*** Opening MATERIAL SHOWN ***

PR #980, opened 2021-09-25
Update to nbconvert 6.2

SylvainCorlay:
Nbconvert 6.2 adds an argument to the `jupyter_widgets` macro.

Overriding this in voilà with the old number of arguments breaks calling it from the base nbconvert templates with the higher number of args.


SylvainCorlay:
The visual regression test failure appears to be a 1-px shift due to the ipympl release.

*** Closing MATERIAL SHOWN ***

All the data must be duplicated exactly, with nothing added or removed.

PR #980, opened 2021-09-25
Update to nbconvert 6.2

SylvainCorlay:
Nbconvert 6.2 adds an argument to the `jupyter_widgets` macro.

Overriding this in voilà with the old number of arguments breaks calling it from the base nbconvert templates with the higher number of args.


SylvainCorlay:
The visual regression test failure appears to be a 1-px shift due to the ipympl release.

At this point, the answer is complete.